We haven't bothered with getting tested since we'll probably be OK and can sit
this one out from home.

I'm a healthy 34 year male without any further conditions. I couldn't find
anything about the duration or livecycle of the disease so for those
wondering: For me, it started as getting a regular 'flu'. A tingle down my
spine, a little light headed, a little hotter. No actual fever. No coughing
(for me). No sneezing. And now, day 5, my lungs are acting up. Difficulty
breathing. Feeling like I've just ran up the stairs. Last night I woke up out
of breath with light pain in my chest.

There are so little accounts of people describing how bad it is going to get
or how long it is going to take... I wish more people would share.

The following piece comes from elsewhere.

PR #4152, opened 2021-08-29
Facilitate addition of themes; new themes

Millesimus:
When I originally wanted to add a new theme with a different colour to C, I soon realised that this was a more complex task. I got lazy, forked C, changed the colour in the dark theme, and was satisfied. But of course, friends would come and ask me for yet another colour or an AMOLED black mode, so I decided to make a proper rewrite to allow for different themes and to push it back upstream.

I can, however still do remote development work. Besides the breathing issues,
my head is clear and sitting still (and typing) is the only thing I feel like
doing. Really.

[Edit] thanks everybody for your concern. These are scary times for everybody.
Our country policy is "sit it out unless you have fever". I don't have a fever
but can assure you I'm taking my temperature hourly and will check myself in
when it hits 38°C.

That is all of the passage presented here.